Monday, January 23, 2012

Whatever happened to carolling parties?

This past Christmas season, a group of immigrants from India has taken the idea of traditional caroling parties to a new level.  Members of TCFMN
played the custom forward, caroling at homes of members and friends who'd invited them for designtated  nights, mid-December 2011..  Perhaps the carollers recall, as I do, groups of little boys bearing home-made stick and tissue paper stars, lustily rendering a carol or two before shouting "Meddy KristaMUSS, Happy KristaMUSS, Meddy KristaMUSS!!" and collecting donations (ostensibly for their Sunday School) throughout Christmas Eve nights, mid twentieth century, in India.  Perhaps some of the Minnesota carolers were those very little boys, later roaming their neighborhoods with friends and a loudspeaker, blaring carols from the back of a truck, now, with their young families, driving in cars around the Twin Cities to sing for others.

My husband and I knew it would be a unique experience, so we'd invited American friends and neighbors in for conversation and cider before the event.  The carollers were scheduled to come and sing at around nine p.m.  We had just warned our guests that "Indian standard time" usually meant later than planned, when an advance team arrived to check that we were ready (!). It was a good thing, too, because no sooner had we scooted our chairs and sofa to the walls, to better accommodate the group, than the carolers themselves arrived at nine p.m.on the dot.

The carolers literally burst into the room, an accordian player confidently leading the way, singers of every age pouring in, to the strains of 'O Come All Ye Faithful,' a tall boisterous Santa and a handful of timid children following them.  Johnson, the leader, strode around the group (as far as 'stride' was possible, since they and we were packed into our living dining room, knee to knee and side to side!), singing and gesturing to increase the volume and the enthusiasm.

We 'audience' laughed with delight as the carolers sang song after song with such joy and enthusiasm that outdid our imaginations' wildest interpretation of the first Christmas's angel rejoicing. Aware that the group had two other homes and dinner ahead of them that same evening, I invited them to partake of cider and treats we had waiting for them, but they chorused "We have MORE!!" and launched into carol after carol again. 

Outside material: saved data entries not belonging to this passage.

PR #64, opened 2020-04-30
Abstract configuration loading

tabman83:


src/CaptainHook.Common/Configuration/Configuration.cs
```diff
@@ -0,0 +1,96 @@
...
+
+        private Configuration()
+        {
+        }
+
+        /// <summary>
+        /// Load configuration settings and domain events 
+        /// </summary>
+        /// <returns>An instance holding the configuration settings and domain events</returns>
+        public static Configuration Load()
```
chomick, line 36: Any reason this is static?

src/CaptainHook.Common/Configuration/Configuration.cs
```diff
@@ -0,0 +1,96 @@
...
+using Microsoft.Azure.Services.AppAuthentication;
+using Microsoft.Extensions.Configuration;
+using Microsoft.Extensions.Configuration.AzureKeyVault;
+using System;
+using System.Collections.Generic;
+using System.Linq;
+
+namespace CaptainHook.Common.Configuration
+{
+    public sealed class Configuration
```
dawidkeshop, line 11: Wouldn't be better to separate configuration data and loading logic instead of placing it in one class?
It will give us more flexibility with testing (e.g. we could use test configuration object without necessity to mock lots of stuff) as well as allow to keep things short and clear. Now once we add CosmosDb integration, this class will contain more and more dependencies.

dguerin, line 11: does this need to be sealed?

tabman83: I don't think whoever is using the configuration class should be able to extend it.

tabman83: The aim for this task is to remove the dependency from the keyvault from every single service/actor and this step accomplishes it. We are going to have more visibility on the goal in the next tasks and that will give us the opportunity to improve this if need be. Cosmos Db may not need to be part of this class as it will come from outside.

dawidkeshop: OK, sure.

PR #66, opened 2020-05-04
62065 powershell generation

dawidkeshop:


chomick:
Probably no point changing now but originally I thought we will simply load the Json file and, using JObject instances, output (recursively) the content into PS format - you would process everything with a generic code, rather than handling each section individually.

Finally there was a pause.  Santa reminded us of the original reason for the season, young Stephen read out the Christmas chapter from Luke, and his father John recalled the message, that the Christ of Christmas came for all, a visible form of God's love for the world. Then it was the littlest children's turn to shine.  Even the youngest, clinging sleepily to her father until then, brightened and ran forward to join them ato sang "We wish you a merry Christmas!!" And of course, did not have to be prompted twice to claim a cookie or too.  It was an evening to cherish.

So why am I still remembering Christmas caroling in the late January warmth of Southern India?  Perhaps it's a far stretch, but I can't help comparing it to the way Muslims and Hindus call the faithful to worship: calls of the muezzins from minarets in different neighborhoods some of the first sounds of early morning, the last of evening, float out over the town. Itinerant priests visiting homes and businesses to deliver a prayer and a blessing.  carolers in Minnesota.  entering homes to call to remembrance the one God who reigns over all, though we know and seek him by different names, but always with a song, praising God from whom all blessings flow.

May your homes be filled with faith and song, and a very happy new year, in 2012!!